Available data:
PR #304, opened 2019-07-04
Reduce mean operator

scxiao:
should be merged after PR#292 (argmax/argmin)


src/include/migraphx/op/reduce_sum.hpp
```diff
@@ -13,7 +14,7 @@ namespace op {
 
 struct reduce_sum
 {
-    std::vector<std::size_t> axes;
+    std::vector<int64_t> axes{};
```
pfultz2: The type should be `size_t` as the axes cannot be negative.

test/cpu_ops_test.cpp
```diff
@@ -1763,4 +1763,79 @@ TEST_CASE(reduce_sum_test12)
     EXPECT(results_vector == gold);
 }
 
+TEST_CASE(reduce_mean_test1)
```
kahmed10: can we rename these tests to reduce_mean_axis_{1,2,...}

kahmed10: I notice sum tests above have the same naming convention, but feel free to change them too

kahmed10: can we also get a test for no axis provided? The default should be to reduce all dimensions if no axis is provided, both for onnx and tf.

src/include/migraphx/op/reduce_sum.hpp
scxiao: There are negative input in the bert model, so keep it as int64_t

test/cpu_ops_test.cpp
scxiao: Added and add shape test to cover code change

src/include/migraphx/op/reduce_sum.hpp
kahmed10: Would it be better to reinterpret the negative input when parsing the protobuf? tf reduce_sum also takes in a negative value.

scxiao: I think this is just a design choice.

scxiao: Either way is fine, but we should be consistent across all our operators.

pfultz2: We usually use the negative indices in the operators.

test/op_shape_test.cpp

---

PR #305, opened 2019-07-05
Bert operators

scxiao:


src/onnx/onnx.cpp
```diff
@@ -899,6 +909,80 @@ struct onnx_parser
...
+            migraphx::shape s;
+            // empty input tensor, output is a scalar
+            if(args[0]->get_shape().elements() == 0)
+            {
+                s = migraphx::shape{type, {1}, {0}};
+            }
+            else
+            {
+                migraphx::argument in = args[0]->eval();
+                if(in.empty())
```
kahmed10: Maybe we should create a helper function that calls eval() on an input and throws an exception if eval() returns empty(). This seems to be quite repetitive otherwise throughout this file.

---

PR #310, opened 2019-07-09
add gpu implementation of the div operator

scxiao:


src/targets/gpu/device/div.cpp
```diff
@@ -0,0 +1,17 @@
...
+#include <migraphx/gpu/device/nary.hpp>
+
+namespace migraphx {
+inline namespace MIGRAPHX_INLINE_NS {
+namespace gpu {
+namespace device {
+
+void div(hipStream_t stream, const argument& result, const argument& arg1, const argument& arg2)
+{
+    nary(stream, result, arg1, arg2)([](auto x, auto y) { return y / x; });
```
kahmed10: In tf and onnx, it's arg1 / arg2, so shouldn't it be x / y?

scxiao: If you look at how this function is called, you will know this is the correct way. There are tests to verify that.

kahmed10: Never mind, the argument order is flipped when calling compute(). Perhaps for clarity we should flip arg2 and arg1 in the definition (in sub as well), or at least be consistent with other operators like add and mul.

Prompt:
In the entries above, the lines from the one bearing "src/targets/gpu/device/div.cpp" up to and including the one bearing "scxiao: If you" should be transcribed exactly; no other line is wanted.

Solved problem:
src/targets/gpu/device/div.cpp
```diff
@@ -0,0 +1,17 @@
...
+#include <migraphx/gpu/device/nary.hpp>
+
+namespace migraphx {
+inline namespace MIGRAPHX_INLINE_NS {
+namespace gpu {
+namespace device {
+
+void div(hipStream_t stream, const argument& result, const argument& arg1, const argument& arg2)
+{
+    nary(stream, result, arg1, arg2)([](auto x, auto y) { return y / x; });
```
kahmed10: In tf and onnx, it's arg1 / arg2, so shouldn't it be x / y?

scxiao: If you look at how this function is called, you will know this is the correct way. There are tests to verify that.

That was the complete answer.